The implementation timetable is as follows:-
- The parts of the Act creating an offence of carrying on a business as a scrap metal dealer unless authorised by a licence and the transitional provisions for existing registered collectors/dealers to apply for a new licence will come into force on the 1st October 2013.
- The parts of the Act which bring into force other provisions will come into force on the 1st December 2013.
In order to apply for a licence under the Scrap Metal Dealers Act 2013 persons will be required to make an application to the council. The application form should be accompanied by the following:
- The relevant fee.
- A basic DBS check for every person named in the application, which is less than 3 months from the date of issue (see information below).
- A passport style photograph of every person named on the application (If applying for a collectors).
All applicants and named persons will be required to prove their identity by means of photographic identification, e.g. a passport or photo card driving licence and a utility bill.
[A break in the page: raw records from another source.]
PR #563, opened 2017-12-22
Chore: Setup viewer notifications in the correct location

pramodsum:


boxcla:

src/lib/PreviewUI.js
```diff
@@ -299,6 +310,10 @@ class PreviewUI {
      * @return {void}
      */
     showNotification(message, buttonText) {
+        if (!this.notification) {
+            this.setupNotification();
+        }
```
tonyjin: Good idea moving it here!

src/lib/PreviewUI.js
```diff
@@ -309,6 +324,10 @@ class PreviewUI {
      * @return {void}
      */
     hideNotification() {
+        if (!this.notification) {
+            this.setupNotification();
+        }
```
tonyjin: I don't think you need to setup notification here since it's only a prerequisite to showing a notification.

Something like should work:
```
if (this.notification) {
    this.notification.hide();
}
```

src/lib/PreviewUI.js
```diff
@@ -264,9 +264,6 @@ class PreviewUI {
                 // part of finishLoadingSetup in BaseViewer.js
                 crawler.classList.remove(CLASS_HIDDEN);
             }
-
-            // Setup viewer notification
-            this.notification = new Notification(this.contentContainer);
         }
```
tonyjin: Since you're in this file already, I'd move this check to be:

```
if (!this.contentContainer) {
    return;
}
```

to reduce arrow-ness

src/lib/PreviewUI.js
tonyjin: Easiest fix would be:

```
if (!this.notification) {
    this.setupNotification();
}

if (this.notification) {
     this.showNotification();
}
```

But, I'm not a huge fan of how that reads... Open to other suggestions.

pramodsum: cleaned it up a bit. Thoughts?

PR #580, opened 2018-01-11
New logger and abstraction layer

JustinHoldstock:
This PR includes a bunch of things:
1) New mechanism for saving batched performance metrics and errors to Box.
2) Printing utilities for reading what is stored in the logger (log history for the current viewer).
3) Begin deprecating the old `Logger` that dealt with file loading metrics. Now called `FileMetrics`.
4) Abstraction layer that sits between `Preview` and the `Logger` and `Resin`, called `LogLayer`, that will make it easier for us to rip out `Logger` and all of its components to be a logger that exists in the parent application.
5) Tiered console printing. Use methods like `info()/warn()/error()/metric()` to create specific logs that will only print to console if the correct tier is set, see note **6**
6) Two new options to pass to Preview.
`consoleLevel` - Silent by default. Sets current tier of console printing. Logs below the current level are not printed to the console. 
```
     silent
       ↑
     error 
       ↑
    warning
       ↑
     info
```

 `disableLogSaving` - False by default. If true, prevents saving of all logs to Box.

I want to get the ball rolling on a review for this, but outstanding work includes:
1) @jeremypress and I were talking about the `FileMetrics` class. Not a great name. Ideas?
2) Add a method to programmatically create `Resin` events.
3) Do we want viewers to directly call the `LogLayer` instance, or emit messages, as they do in this PR?


boxcla:

yarn.lock
```diff
@@ -4893,7 +4893,7 @@ loglevel-colored-level-prefix@^1.0.0:
 
 loglevel@^1.4.1:
   version "1.5.1"
```
JustinHoldstock: If anyone knows how I can get rid of the entry in the yarn file, I'd be eternally grateful.

JustinHoldstock: TIL `loglevel` is a dependency of `loglevel-colored-level-prefix`, which is a depeddency of `prettier-eslint-cli`

src/lib/Preview.js
```diff
@@ -631,6 +665,9 @@ class Preview extends EventEmitter {
             );
         }
 
+        // Set logger to use up to date file info
+        this.logger.setFile(this.file);
```
JustinHoldstock: Group this call in the same are as the one to `setupLogger()` below

src/lib/Preview.js
```diff
@@ -945,6 +996,30 @@ class Preview extends EventEmitter {
         this.viewer.addListener('viewerevent', this.handleViewerEvents);
     }
 
+    /**
+     * Handles log events and delegates to the Logger instance.
+     *
+     * @param {Object} data - Log event data.
+     * @return {void}
+     */
+    handleLogEvent(data) {
```
JustinHoldstock: This is what I mentioned in the description of the PR. Do we want viewers emitting these messages, and Preview handles it, or do we want viewers to have a `LogLayer` instance reference, and call methods on it, directly?

src/lib/logging/LogLayer.js
```diff
@@ -0,0 +1,314 @@
...
+    loggerRef;
+
+    /** @property {Object} - Reference to the global Resin object */
+    resinRef;
+
+    /**
+     * @constructor
+     *
+     * @param {Object} config - Configures level to log for console log level and network layer.
+     * @param {CONSOLE_LEVELS|string} [config.consoleLevel] - Level to set for writing to the browser console.
```
JustinHoldstock: Add param docs for network properties, for Logger

src/lib/logging/LogLayer.js
```diff
@@ -0,0 +1,314 @@
...
+     */
+    setConsoleLevel(level) {
+        this.consoleLevel = level;
+    }
+
+    /**
+     * Interface to the Logger for info messages.
+     *
+     * @public
+     * @param {*} args - Arguments to be printed to the log and cache.
```
JustinHoldstock: Remove references to cache. Same with ones below

src/lib/logging/LogLayer.js
```diff
@@ -0,0 +1,314 @@
...
+        }
+
+        this.loggerRef.setContentType(type);
+    }
+
+    /**
+     * Interface for passing through network layer settings to the Logger.
+     *
+     * @public
+     * @param {Object} config - Network related settings to pass to the Logger.
```
JustinHoldstock: Add docs for parameters that should be expected

src/lib/logging/LogLayer.js
```diff
@@ -0,0 +1,314 @@
...
+        this.loggerRef.save([LOG_TYPES.error, LOG_TYPES.metric]);
+        this.loggerRef.clearCache();
+    }
+
+    //--------------------------------------------------------
+    // PRIVATE
+    //--------------------------------------------------------
+
+    /**
+     * Maps logging type to a logging function in our third-party logger. Defaults
```
JustinHoldstock: Remove reference to third-party logger. We no longer use one

src/lib/logging/LogLayer.js
```diff
@@ -0,0 +1,314 @@
...
+     * to regular 'info' if nothing available.
+     *
+     * @private
+     * @param {LOG_TYPES|string} type - The log type to lookup a corresponding function on the logger.
+     * @return {Function} A function that can be invoked with a string, to log a message.
```
JustinHoldstock: A function that can be invoked with a string, to print a message to the console. Nothing if no correct mapping

src/lib/logging/LogLayer.js
```diff
@@ -0,0 +1,314 @@
...
+                logFunction = console.warn;
+                break;
+            case LOG_TYPES.error:
+            case LOG_TYPES.uncaught_error:
+                logFunction = console.error;
+                break;
+            case LOG_TYPES.info:
+                logFunction = console.log;
+                break;
+            default:
```
JustinHoldstock: Should default to `console.log`

src/lib/logging/LogLayer.js
```diff
@@ -0,0 +1,314 @@
...
+        /* eslint-enable no-console */
+
+        return logFunction;
+    }
+
+    /**
+     * Determine whether or not we can print to the console, based on consoleLevel.
+     *
+     * @private
+     * @param {LOG_TYPES} type - Type of log to check.
```
JustinHoldstock: {LOG_TYPES|string}

src/lib/logging/LogLayer.js
```diff
@@ -0,0 +1,314 @@
...
+    resinExists() {
+        this.resinRef = global.Resin;
+        return !!this.resinRef;
+    }
+
+    /**
+     * Print a message to the console if allowed to.
+     *
+     * @private
+     * @param {LOG_TYPE} type - Type of log to check and print to the console.
```
JustinHoldstock: {LOG_TYPES|string}

src/lib/logging/LogLayer.js
```diff
@@ -0,0 +1,314 @@
...
+
+    /**
+     * Create and attach listeners on this network layer, until we decide
+     * how the Logger will live outside of Preview.
+     *
+     * @private
+     * @param {Object} config - Configuration for the global logger
+     * @return {void}
+     */
+    setupGlobalLogger(config) {
```
JustinHoldstock: Add docs for expected params

src/lib/Preview.js
```diff
@@ -121,6 +125,9 @@ class Preview extends EventEmitter {
     /** @property {PreviewUI} - Preview's UI instance */
     ui;
 
+    /** @property {Logger} - Preview's LogLayer instance */
+    logger;
```
jeremypress: This naming is a little confusing. We call it `logger` and it's an instance of `Logger` but it's actually an instance of `LogLayer`?

src/lib/Preview.js
```diff
@@ -588,6 +596,32 @@ class Preview extends EventEmitter {
...
     }
 
+    /**
+     * Setup additional configuration for the logger.
+     *
+     * @param {Object} config - Configures log level and network layer.
+     * @param {CONSOLE_LEVELS|string} [config.consoleLevel] - Level to set for writing to the browser console.
+     * @param {boolean} [config.savingEnabled] - If true, allows saving of logs to a network layer.
+     * @param {string} [config.logURL] - Full url to save logs to. Can instead use appHost with logEndpoint (see below)
+     * @param {string} [config.appHost] - Base URL to save logs to. Is combined with logEndpoint (below)
```
jeremypress: Are we still going for the idea of allowing people to save to their own back end? That might be better for a v2/after seeing some demand

src/lib/Preview.js
```diff
@@ -693,6 +730,12 @@ class Preview extends EventEmitter {
         // Setup loading UI and progress bar
         this.ui.showLoadingIndicator();
         this.ui.startProgressBar();
+
+        this.setupLogger({
```
jeremypress: Do we have a non UI setup method we can move this to?

src/lib/Preview.js
```diff
@@ -693,6 +730,12 @@ class Preview extends EventEmitter {
...
+            consoleLevel: this.options.consoleLevel,
+            appHost: this.options.appHost,
```
jeremypress: What if your appHost and the host where you want to save your logs are different? As mentioned above I think this is too sophisticated for a v1.

src/lib/Preview.js
jeremypress: Assuming Preview is not doing anything useful with the information (just passing it to logLayer), we might as well just pass the instance into the viewers and let them log from there. Going through preview would just create another route that adds no functionality to get to the same place.

src/lib/Preview.js
```diff
@@ -1043,13 +1123,18 @@ class Preview extends EventEmitter {
...
             // Finally emit the viewer instance back with a load event
             this.emit('load', {
                 viewer: this.viewer,
-                metrics: this.logger.done(this.count),
+                metrics,
                 file: this.file
             });
 
+            // Track in interal logger
+            this.logger.metric(METRIC_FILE_PREVIEW_SUCCESS, metrics);
```
jeremypress: I know I keep bringing this up, but why not just send the `metric` stuff from the logger to Gen204 instead of maintaining both `Logger`/`LogLevel` and `FileMetrics`? It looks like we repeat a lot of function calls and here we are directly passing in our `FileMetrics` info into `LogLevel`.

src/lib/Preview.js
jeremypress: On the other hand, we could solve this third party logging problem by just broadcasting events and letting devs consume the events and do what they want with them.

src/lib/Preview.js
JustinHoldstock: I completely missed this. Updated

src/lib/logging/LogNetworkLayer.js
```diff
@@ -0,0 +1,151 @@
...
+    /** @property {string} - The locale the preview session occurs in. An estimate. */
+    locale;
+
+    /** @property {string} - Unique GUID/UUID for identifying session */
+    sessionID = uuidv4();
+
+    /**
+     * @param {Object} config - Object used to initialize the network layer.
+     * @param {string} config.logURL - The full URL to POST log events to. REQUIRED.
+     */
```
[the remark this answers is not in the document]
JustinHoldstock: done

src/lib/logging/LogNetworkLayer.js
```diff
@@ -0,0 +1,151 @@
...
+    setLocale(locale) {
+        this.locale = locale;
+    }
+
+    /**
+     * Create a properly formatted batch of logs to be saved to the network layer.
+     *
+     * @param {LOG_TYPES} type - Type of logs contained in the batch.
+     * @param {Object} logs - Object containing type and array of logs that belong to it.
```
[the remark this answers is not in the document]
JustinHoldstock: done

src/lib/logging/LogNetworkLayer.js
```diff
@@ -0,0 +1,151 @@
...
+     * @return {Object} Formatted object to be saved to the network layer.
```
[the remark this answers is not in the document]
JustinHoldstock: done

src/lib/logging/Logger.js
```diff
@@ -0,0 +1,364 @@
...
+// Filter for logs allowed to be saved to the logUrl
+const DEFAULT_ALLOWED_LOGS = {
+    info: true,
+    metric: true,
+    warning: true,
+    error: true,
+    uncaught_error: true
+};
+
+// Publicliy accessible, doesn't require auth token.
```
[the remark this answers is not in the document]
JustinHoldstock: done

src/lib/logging/Logger.js
```diff
@@ -0,0 +1,364 @@
...
+     * @param {string} [config.locale] - User's locale
+     * @return {Logger} Newly created Logger instance.
+     */
+    constructor(config = {}) {
+        this.cache = new LoggerCache();
+
+        this.onUncaughtError = this.onUncaughtError.bind(this);
+        window.addEventListener('error', this.onUncaughtError);
+
+        this.name = registerLogger(this);
```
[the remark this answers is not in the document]
JustinHoldstock: done

src/lib/Preview.js
JustinHoldstock: Agreed that this will be better suited to V2. Leaving docs and still using it bc I want to use our Preview options to configure this, as it's easier when switching between dev env and live

PR #582, opened 2018-01-12
Update: Respect 'Retry-After' header if present

tonyjin:
When fetching for file info, respect 'Retry-After' header if present. Otherwise, retry with exponential back-off.


boxcla:

PR #583, opened 2018-01-12
Fix: Ensure only loading wrapper is interactable preview container

pramodsum:
- The preview CSS selector only prevented the div directly adjacent to the .bp-loading-wrapper from being interactable.
- This selector prevents all divs within the Preview Container EXCEPT .bp-loading-wrapper from being interactable. This prevents interactions from the Preview content, find bar, controls, etc.

### DIFF
--- a/src/lib/_loading.scss
+++ b/src/lib/_loading.scss
@@ -39,8 +39,12 @@
 }
 
 // Only the loading wrapper should be interactable inside the Preview container
-.bp:not(.bp-loaded) > div:not(.bp-loading-wrapper) {
+.bp:not(.bp-loaded) {
     pointer-events: none;
+
+    & .bp-loading-wrapper {
+        pointer-events: all;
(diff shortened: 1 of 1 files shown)


boxcla:

src/lib/_loading.scss
```diff
@@ -38,8 +38,8 @@
     }
 }
 
-// Preview content should not be interactable during loading
-:not(.bp-loaded) > .bp-loading-wrapper + div {
+// Only the loading wrapper should be interactable inside the Preview container
+.bp:not(.bp-loaded) > div:not(.bp-loading-wrapper) {
```
jeremypress: Can we avoid 2 nots? Maybe add this to all and then nest for the .bp-loading-wrapper where we turn touch events back on.

pramodsum: 👍

PR #588, opened 2018-01-16
Fix: fullscreen controls not shown in IE11

DanDeMicco:
When IE11 was fullscreened it cut off the bottom controls. This was due to a class that gets added when the header is present. The class is supposed to be removed in fullscreen and preview should be shifted up, so the controls won't be cut off.

The issue occured because there was multiple event listeners which got added in the constructor of Fullscreen.js due to the fullscreen API sometimes requiring vendor prefixes [Fullscreen API](https://developer.mozilla.org/en-US/docs/Web/API/Fullscreen_API). This caused the toggle function to be called an even number of times, thus removing and re-adding the header class.

Following the suggestion from MDN, I added fscreen to resolve the cross browser differences and only add 1 event listener instead of 4.

### DIFF
--- a/src/lib/Fullscreen.js
+++ b/src/lib/Fullscreen.js
@@ -12,9 +12,42 @@ class Fullscreen extends EventEmitter {
     constructor() {
         super();
 
+        this.bindDOMListeners();
+    }
+
+    /**
+     * Binds DOM listeners for Fullscreen.
+     *
+     * @protected
+     * @return {void}
+     */
+    bindDOMListeners() {
         // as of now (1/12/18) fullscreenchange is not universally adopted, fscreen will
         // detect and add the appropriate vendor prefixed event
         fscreen.addEventListener('fullscreenchange', this.fullscreenchangeHandler);
+    }
+
+    /**
+     * Binds DOM listeners for Fullscreen.
+     *
+     * @protected
+     * @return {void}
+     */
+    unbindDOMListeners() {
+        // as of now (1/12/18) fullscreenchange is not universally adopted, fscreen will
+        // detect and add the appropriate vendor prefixed event
+        fscreen.removeEventListener('fullscreenchange', this.fullscreenchangeHandler);
+    }
+
+    /**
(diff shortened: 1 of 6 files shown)


boxcla:
Hi @DanDeMicco, thanks for the pull request. Before we can merge it, we need you to sign our Contributor License Agreement. You can do so electronically here: http://opensource.box.com/cla

DanDeMicco:
CLA signed

src/lib/Fullscreen.js
```diff
@@ -10,10 +12,9 @@ class Fullscreen extends EventEmitter {
     constructor() {
         super();
 
-        document.addEventListener('webkitfullscreenchange', this.fullscreenchangeHandler);
-        document.addEventListener('mozfullscreenchange', this.fullscreenchangeHandler);
-        document.addEventListener('MSFullscreenChange', this.fullscreenchangeHandler);
-        document.addEventListener('fullscreenchange', this.fullscreenchangeHandler);
+        // as of now (1/12/18) fullscreenchange is not universally adopted, fscreen will
+        // detect and add the appropriate vendor prefixed event
+        fscreen.addEventListener('fullscreenchange', this.fullscreenchangeHandler);
```
pramodsum: Can you add a unit test to check that only one handler is added per vendor?

src/lib/Fullscreen.js
```diff
@@ -1,4 +1,6 @@
 import EventEmitter from 'events';
+import fscreen from 'fscreen';
```
priyajeet: I would change all functions below to also use it...so that we don't have a mix of native vs lib.

src/lib/Fullscreen.js
DanDeMicco: Added a UT + some refactoring to the PR

src/lib/Fullscreen.js
DanDeMicco: @priyajeet I will create a ticket to refactor this file

PR #589, opened 2018-01-17
Event names into separate file

JustinHoldstock:
This pull request moves all viewer events into `events.js` to provide documentation for each event and reduce possibility of using the wrong event names.

### DIFF
--- a/src/lib/events.js
+++ b/src/lib/events.js
@@ -1,6 +1,6 @@
 // Events emitted by Viewers
 // eslint-disable-next-line import/prefer-default-export
-export const VIEWER_EVENTS = {
+export const VIEWER_EVENT = {
     download: 'download', // Begin downloading the file.
     reload: 'reload', // Reload preview.
     load: 'load', // Preview is finished loading.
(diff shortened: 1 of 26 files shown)


boxcla:

src/lib/events.js
```diff
@@ -0,0 +1,13 @@
+// Events emitted by Viewers
+// eslint-disable-next-line import/prefer-default-export
+export const VIEWER_EVENTS = {
```
pramodsum: could we rename it to VIEWER_EVENT rather than VIEWER_EVENTS?

src/lib/events.js
```diff
@@ -0,0 +1,13 @@
...
+    download: 'download', // Begin downloading the file.
+    reload: 'reload', // Reload preview.
+    load: 'load', // Preview is finished loading.
+    progressStart: 'progressstart', // Begin using loading indicator.
+    progressEnd: 'progressend', // Stop using loading indicator.
+    notificationShow: 'notificationshow', // Show notification modal.
+    notificationHide: 'notificationhide', // Hide notification modal.
+    mediaEndAutoplay: 'mediaendautoplay', // Media playback has completed, with autoplay enabled.
+    generic: 'viewerevent' // The generic default viewer event
```
pramodsum: default?

PR #590, opened 2018-01-18
Fix: mobile audio controls overlap with navigation

DanDeMicco:
COXP-3831


boxcla:

PR #593, opened 2018-01-18
New: Specific error messages for unsupported/tariff restricted files

jeremypress:
New Errors:
1. Generic: Only used when we  have no other message to display
2. Unsupported: We can now be sure that the file mentioned is not supported!
3. Account: In the case that Box supports the file, but your tariff does not allow preview for the given type.

### DIFF
--- a/src/i18n/en-US.properties
+++ b/src/i18n/en-US.properties
@@ -37,7 +37,11 @@ text_truncated=This file has been truncated due to size limits. Please download 
 
 # Error messages
 # Default preview error message
-error_default=We're sorry, the preview didn't load. This file type may not be supported.
+error_generic=We're sorry, the preview didn't load.
+# Default preview error message
+error_unsupported=We're sorry, the preview didn't load. {1} files are not currently supported.
+# Account doesn't have a sufficient tariff to preview the requested file type
+error_account=We're sorry, your account is unable to preview this file type.
 # No permissions preview error message
 error_permissions=We're sorry, you don't have permission to preview this file.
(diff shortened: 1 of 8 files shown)


boxcla:

src/i18n/en-US.properties
```diff
@@ -37,7 +37,11 @@ text_truncated=This file has been truncated due to size limits. Please download
 
 # Error messages
 # Default preview error message
-error_default=We're sorry, the preview didn't load. This file type may not be supported.
+error_generic=We're sorry, the preview didn't load.
```
jeremypress: Thoughts on language for the new messages?

DanDeMicco: From my limited experience refreshing the page seems to fix the issue when this error occurs. If that is usually the case maybe append something about refreshing?

src/lib/Preview.js
```diff
@@ -898,10 +898,18 @@ class Preview extends EventEmitter {
         // Determine the asset loader to use
         const loader = this.getLoader(this.file);
 
-        // If no loader then throw an unsupported error
-        // If file type specific error message, throw the generic one
+        // If no loader then check to see if any of our viewers suppor this file type.
```
JustinHoldstock: Typo: "check to see if any of our viewers **support** this file type"

src/i18n/en-US.properties
JustinHoldstock: My opinion is to leave it as is. If we put the expectation that refreshing could potentially fix the issue, it's another thing that can muddy external bug reports.

PR #594, opened 2018-01-19
Fix: Image viewer flickering in IE11 during reset zoom

DanDeMicco:
The old 'reset' case set the image width & height, then recursively called zoom, which caused the image to be resized twice and thus flickered in IE11.

Also, has a minor additional bugfix in which the image was rendered at the incorrect size by default, thus when resetting on a freshly rendered image it would slightly resize. This was due to use of clientHeight instead of offsetHeight which does not include the scrollbar (which may be on initial load)

### DIFF
--- a/src/lib/viewers/image/ImageViewer.js
+++ b/src/lib/viewers/image/ImageViewer.js
@@ -126,12 +126,26 @@ class ImageViewer extends ImageBaseViewer {
     zoom(type) {
         let newWidth;
         let newHeight;
-        const imageCurrentDimensions = this.imageEl.getBoundingClientRect(); // Getting bounding rect does not ignore transforms / rotates
+        let imageCurrentDimensions;
+        if (type === 'reset') {
+            // when it is a reset, take the original dimensions of the image
+            // rather than setting the resetting height and width and calling
+            // getBoundingClientRect as it will cause flickering on IE11
+            const height = this.imageEl.getAttribute('originalHeight');
+            const width = this.imageEl.getAttribute('originalWidth');
+            imageCurrentDimensions = {
+                height,
+                width
+            };
+        } else {
+            imageCurrentDimensions = this.imageEl.getBoundingClientRect(); // Getting bounding rect does not ignore transforms / rotates
+        }
+
         const { height, width } = imageCurrentDimensions;
         const aspect = width / height;
         const viewport = {
-            width: this.wrapperEl.clientWidth - IMAGE_PADDING,
-            height: this.wrapperEl.clientHeight - IMAGE_PADDING
+            width: this.wrapperEl.offsetWidth - 2 * IMAGE_PADDING,
+            height: this.wrapperEl.offsetHeight - 2 * IMAGE_PADDING
         };
 
         // For multi page tifs, we always modify the width, since its essentially a DIV and not IMG tag.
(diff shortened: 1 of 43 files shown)


boxcla:

src/lib/viewers/image/ImageViewer.js
```diff
@@ -126,12 +126,26 @@ class ImageViewer extends ImageBaseViewer {
     zoom(type) {
         let newWidth;
         let newHeight;
-        const imageCurrentDimensions = this.imageEl.getBoundingClientRect(); // Getting bounding rect does not ignore transforms / rotates
+        let imageCurrentDimensions;
+        if (type === 'reset') {
```
jeremypress: Can we keep this in the switch statement? You can set `imageCurrentDimensions` here and then update it in the switch statement if we are resetting. It feels a little weird to check for the 'reset' case and then switch on type right after.

src/lib/viewers/image/ImageViewer.js
```diff
@@ -116,6 +116,23 @@ class ImageViewer extends ImageBaseViewer {
...
+    /**
+     * Getter for modifyWidthInsteadOfHeight which will be used in zoom
+     * and will determine if the width or the height needs to be modified
+     *
+     * @private
+     * @param {number} [width] - The width in px
+     * @param {number} [height] - The height in px
+     * @return {boolean} true if the width will be modified instead of height
+     */
+    getModifyWidthInsteadOfHeight(width, height) {
```
JustinHoldstock: Why not go with something like `isLandscape()`, since we're essentially checking whether or not the width is greater than the height? Also, we could reduce this to `return width >= height`. Were there any other reasons behind using aspect ratio?

Note: We may already have an `isLandscape()` method hiding somewhere

src/lib/viewers/image/ImageViewer.js
```diff
@@ -126,79 +143,57 @@ class ImageViewer extends ImageBaseViewer {
...
-            case 'in':
+        if (type === 'in' || type === 'out') {
+            const imageCurrentDimensions = this.imageEl.getBoundingClientRect(); // Getting bounding rect does not ignore transforms / rotates
+            ({ height, width } = imageCurrentDimensions);
+
+            const modifyWidthInsteadOfHeight = this.getModifyWidthInsteadOfHeight(width, height);
+            if (modifyWidthInsteadOfHeight) {
+                newWidth = type === 'in' ? width * IMAGE_ZOOM_SCALE : width / IMAGE_ZOOM_SCALE;
+            } else {
+                newHeight = type === 'in' ? height * IMAGE_ZOOM_SCALE : (newHeight = height / IMAGE_ZOOM_SCALE);
```
JustinHoldstock: I think you can remove the assignment as the last component of the ternary.

`newHeight = type === 'in' ? height * IMAGE_ZOOM_SCALE : height / IMAGE_ZOOM_SCALE;`

src/lib/viewers/image/ImageViewer.js
DanDeMicco: Good point, the CR was just moving around code but I don't see the aspect ratio being used anywhere

src/lib/viewers/image/ImageViewer.js
DanDeMicco: Good catch, that was what I meant to put there to match the newWidth expression

src/lib/viewers/image/ImageViewer.js
```diff
@@ -116,6 +116,21 @@ class ImageViewer extends ImageBaseViewer {
         this.setScale(this.imageEl.offsetwidth, this.imageEl.offsetHeight);
     }
 
+    /**
+     * Getter for modifyWidthInsteadOfHeight which will be used in zoom
```
JustinHoldstock: Update docs to not refer to `modifyWidthInsteadOfHeight`

src/lib/viewers/image/ImageViewer.js
```diff
@@ -116,6 +116,21 @@ class ImageViewer extends ImageBaseViewer {
...
+     * and will determine if the width or the height needs to be modified
+     *
+     * @private
+     * @param {number} [width] - The width in px
+     * @param {number} [height] - The height in px
+     * @return {boolean} true if the width will be modified instead of height
```
JustinHoldstock: true if image is landscape layout, or something like that

src/lib/viewers/image/ImageViewer.js
```diff
@@ -116,6 +116,21 @@ class ImageViewer extends ImageBaseViewer {
...
+     */
+    isLandscape(width, height) {
+        // For multi page tifs, we always modify the width, since its essentially a DIV and not IMG tag.
```
JustinHoldstock: I'd say we can remove these two comment lines

src/lib/viewers/image/__tests__/ImageViewer-test.js
```diff
@@ -521,4 +543,16 @@ describe('lib/viewers/image/ImageViewer', () => {
             });
         });
     });
+
+    describe('getModifyWidthInsteadOfHeight()', () => {
```
JustinHoldstock: update test name to `isLandscape()`

PR #598, opened 2018-01-22
Fix: Disable annotations if user has neither annotate nor view permissions

pramodsum:


boxcla:

src/lib/viewers/BaseViewer.js
```diff
@@ -769,6 +769,15 @@ class BaseViewer extends EventEmitter {
      * @return {boolean} Whether or not viewer is annotatable
      */
     areAnnotationsEnabled() {
+        // Do not attempt to fetch annotations if the user cannot create or view annotations
+        const { permissions } = this.options.file;
+        if (
```
JustinHoldstock: Can we abstract this into a function? `hasAnnotationPermissions()`?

It is therefore necessary that your application is given to the licensing team in person. Your identity and your DBS certificate will be checked and copied, then immediately returned to you. Please discuss these requirements with a licensing officer if you are unsure what to bring in with your application.
If scrap metal is a by-product of your business you may be exempt from the need to be licensed, it will be necessary for you to prove the proportion of your business that consists of dealing in scrap metal.
Mobile Collectors who work in different council areas will have to apply for a collectors licence in each of those areas. You must contact the relevant council to obtain an application form.
Every person working on a vehicle collecting scrap metal must be licensed unless they are properly employed by a business licensed for a site or as a collector.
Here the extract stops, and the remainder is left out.